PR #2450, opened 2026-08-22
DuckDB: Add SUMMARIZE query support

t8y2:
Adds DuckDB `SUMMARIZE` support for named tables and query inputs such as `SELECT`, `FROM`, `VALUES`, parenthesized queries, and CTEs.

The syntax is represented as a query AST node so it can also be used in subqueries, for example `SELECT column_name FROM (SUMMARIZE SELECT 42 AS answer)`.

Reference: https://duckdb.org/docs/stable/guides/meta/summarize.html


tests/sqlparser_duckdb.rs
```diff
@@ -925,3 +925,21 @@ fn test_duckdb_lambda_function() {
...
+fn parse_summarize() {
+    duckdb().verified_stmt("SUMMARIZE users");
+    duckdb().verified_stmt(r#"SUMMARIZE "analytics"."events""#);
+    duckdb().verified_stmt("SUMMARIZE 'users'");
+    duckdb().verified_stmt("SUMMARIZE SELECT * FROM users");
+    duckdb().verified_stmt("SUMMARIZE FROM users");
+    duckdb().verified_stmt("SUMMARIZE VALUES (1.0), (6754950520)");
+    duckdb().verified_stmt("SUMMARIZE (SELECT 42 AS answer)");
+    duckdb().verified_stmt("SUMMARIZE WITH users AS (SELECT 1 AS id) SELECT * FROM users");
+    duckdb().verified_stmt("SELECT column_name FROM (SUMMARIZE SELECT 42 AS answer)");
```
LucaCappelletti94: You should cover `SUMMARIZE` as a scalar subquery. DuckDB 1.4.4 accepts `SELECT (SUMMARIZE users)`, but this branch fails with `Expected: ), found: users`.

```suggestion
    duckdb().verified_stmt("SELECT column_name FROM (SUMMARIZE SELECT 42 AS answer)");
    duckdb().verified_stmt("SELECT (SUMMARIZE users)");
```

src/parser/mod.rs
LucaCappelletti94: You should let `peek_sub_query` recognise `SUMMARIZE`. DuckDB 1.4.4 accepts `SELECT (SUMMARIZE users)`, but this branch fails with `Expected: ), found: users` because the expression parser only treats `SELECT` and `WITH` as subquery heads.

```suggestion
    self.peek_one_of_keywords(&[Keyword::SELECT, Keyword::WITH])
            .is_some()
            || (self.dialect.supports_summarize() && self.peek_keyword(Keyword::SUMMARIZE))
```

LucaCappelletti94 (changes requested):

•••

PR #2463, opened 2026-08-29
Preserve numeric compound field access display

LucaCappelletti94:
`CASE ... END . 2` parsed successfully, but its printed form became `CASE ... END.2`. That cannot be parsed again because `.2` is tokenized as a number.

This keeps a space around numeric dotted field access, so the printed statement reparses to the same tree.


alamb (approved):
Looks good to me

•••

## YOUR ASSIGNMENT
Look through the listing above and copy each line with the word "field" in it.

## EXERCISE RESPONSE
Preserve numeric compound field access display
This keeps a space around numeric dotted field access, so the printed statement reparses to the same tree.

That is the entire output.